**What you should do:** Please reply with one number only: how many lines in the entries below contain the string "queryText".

[Collected data]
PR #438, opened 2020-12-15
feat(notebooks): enable inline buckets creation

### LINKED ISSUE #390: Notebooks: Add a bucket from dropdown
when i'm adding a task from a notebook, i should be able to create a bucket from the dropdown so that i dont have to go find where buckets are created.

as a first time user, i only have the bucket that has my data in it and it is unclear what the interaction is supposed to do if i can only put the data back into the same bucket

alexpaxton:
Closes #390 

- Allow users to create a bucket from the `BucketSelector` component used in the metric selector and output to bucket cells
- Show the asset limit overlay if the user has no more available buckets
- Automatically select the recently created bucket in the dropdown

create-bucket-inline

- [x] Rebased/mergeable
- [ ] Tests pass


src/buckets/components/CreateBucketOverlay.tsx
```diff
@@ -24,19 +27,15 @@ import {
...
-type Props = OwnProps & ReduxProps
+type Props = ReduxProps
 
 const CreateBucketOverlay: FC<Props> = ({
   org,
   isRetentionLimitEnforced,
   createBucket,
-  onClose,
 }) => {
+  const {onClose} = useContext(OverlayContext)
```
drdelambre, line 38: is this available for the existing paradigm?

src/flows/shared/BucketSelector/index.tsx
```diff
@@ -44,6 +65,8 @@ const BucketSelector: FC = () => {
   if (loading === RemoteDataState.Done && buckets.length) {
     menuItems = (
       <>
+        <CreateBucketDropdownItem onClick={handleCreateNewBucket} />
```
drdelambre, line 68: why is this something special and not another Dropdown.Item?

src/buckets/components/CreateBucketDropdownItem.tsx
```diff
@@ -0,0 +1,74 @@
+// Libraries
+import React, {FC, useEffect} from 'react'
```
drdelambre, line 2: this component has a lot of presumptions about the context it's initialized in, and none of that context has to do with src/buckets

src/buckets/components/CreateBucketDropdownItem.tsx
```diff
@@ -0,0 +1,74 @@
...
+import {connect, ConnectedProps, useDispatch} from 'react-redux'
```
drdelambre, line 3: use hooks and not connect

src/flows/shared/utils.ts
```diff
@@ -1,6 +1,34 @@
+import {Bucket} from 'src/types'
+
 export const formatQueryText = (queryText: string): string => {
   return (queryText || '')
     .trim()
     .split('|>')
     .join('\n  |>')
 }
+
+export const getNewestBucket = (
```
drdelambre, line 10: this just signifies that the eventing isn't being passed around correctly right?

src/buckets/components/CreateBucketOverlay.tsx
alexpaxton: Yop yop yop

src/flows/shared/BucketSelector/index.tsx
alexpaxton: It had a lot of things going on specifically for it, and it made the parent component feel messy so I isolated it

src/buckets/actions/thunks.ts
```diff
@@ -112,6 +115,8 @@ export const createBucket = (bucket: OwnBucket) => async (
 
     dispatch(addBucket(newBucket))
     dispatch(checkBucketLimits())
+
+    callback && callback(resp.data as Bucket)
```
drdelambre, line 119: how come a callback and not stringing together a bunch of awaits like:
```
await dispatch(addBucket(newBucket))
await dispatch(checkBucketLimits())
return newBucket
```

you also most def want to use the normalized bucket and not resp.data

src/overlays/reducers/overlays.ts
```diff
@@ -20,7 +20,7 @@ export type OverlayID =
   | 'edit-annotation'
 
 export interface OverlayParams {
-  [key: string]: string
+  [key: string]: any
```
alexpaxton, line 23: This feels weird but not sure how else to deal with it

src/buckets/actions/thunks.ts
```diff
@@ -92,7 +92,10 @@ export const getBuckets = () => async (
   }
 }
 
-export const createBucket = (bucket: OwnBucket) => async (
+export const createBucket = (
+  bucket: OwnBucket,
+  callback?: (bucket: Bucket) => void
```
121watts, line 97: create bucket does one thing really well.  let's not add an optional callback to get the data from this.

121watts: bucket names are unique and you know the name of the bucket since you passed it in.  why not retrieve the bucket that way?

src/cloud/utils/limits.ts
```diff
@@ -10,6 +11,11 @@ export const isLimitError = (error): boolean => {
 export const extractBucketLimits = (limits: LimitsState): LimitStatus => {
   return get(limits, 'buckets.limitStatus')
 }
+
+export const getBucketLimitStatus = (state: AppState): LimitStatus => {
```
drdelambre, line 15: it's strange that this is scoped to app state, where as the other selectors are scoped to the subset of LimitState. I'm totally for using AppState (i view too large of a global namespace as a code smell), but you might want to reach out to watts to see why that jailing was made in the first place.

src/buckets/actions/thunks.ts
alexpaxton: @121watts suggested not returning a bucket from the thunk, so I opted for a generic callback approach.

At first I was using the normalized bucket but every time I tried to extract the `bucket` property from it, it returned `undefined` so I gave up on that

src/cloud/utils/limits.ts
alexpaxton: Everywhere the limit selectors are used they are passed `state.cloud.limits` which I could not use with the `useSelector` hook

src/flows/shared/BucketSelector/CreateBucketDropdownItem.tsx
```diff
@@ -0,0 +1,52 @@
...
+interface Props {
+  onCreateBucket: (bucket: Bucket) => void
+}
+
+const CreateBucketDropdownItem: FC<Props> = ({onCreateBucket}) => {
+  const limitStatus = useSelector(getBucketLimitStatus)
+  const dispatch = useDispatch()
+  useEffect(() => {
+    // Check bucket limits when component mounts
+    dispatch(checkBucketLimits())
```
drdelambre, line 30: is there some kind of caching behind this? You should totally be able to call it like this in theory, but it doesn't feel right to lean on the convention that this will only render once. it's always one dom level change from exploding a bunch of network requests, like a bomb waiting for some misplaced input field to set it off

src/buckets/actions/thunks.ts
drdelambre: what was the reasoning behind not returning the bucket?

you should totally revisit the normalized form.

 after chasing around a lot of "sometimes this returns null instead of a string" bugs, we dropped that layer in to decouple the frontend from the api, and lean pretty heavy on it. normalizing also creates a guarantee that, if you start passing objects around in the view layer, the next component that tries to reference the state will have the same data. imagine: you take resp.data, and it has a property `name` that you use. a month later, you see that code in the view layer, and try to make a selector that looks up the bucket by name in the redux resources in order to grab it's id. except the normalized form doesn't use `name` anymore, it uses `display` for some reason. now it's all broken because we've created two definitions of what a bucket is in two places.
I wish this was just an esoteric thought experiment, but creating multiple sources of truth is at the core of a lot of our reusability / defect issues within the current system

src/cloud/utils/limits.ts
drdelambre: i think you're missing the point here. everywhere you see those existing selectors, someone passed `state.cloud.limits` into it right? why?

src/flows/shared/BucketSelector/CreateBucketDropdownItem.tsx
alexpaxton: I didn't write it, but I think it's some insurance that bucket limits exist before trying to render this component

alexpaxton: Open to suggestions here

src/buckets/components/CreateBucketOverlay.tsx
```diff
@@ -101,22 +100,4 @@ const CreateBucketOverlay: FC<Props> = ({
...
-  }
-}
-
-const mdtp = {
-  createBucket,
-}
-
-const connector = connect(mstp, mdtp)
-
-export default connector(CreateBucketOverlay)
```
121watts, line 122: nice

121watts (approved):
I would love to see an e2e test for this

hercules-influx:
Metric | Score | Level
seo | 80 | :yellow_circle:
pwa | 22 | :red_circle:

drdelambre (approved):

**Answer:** 2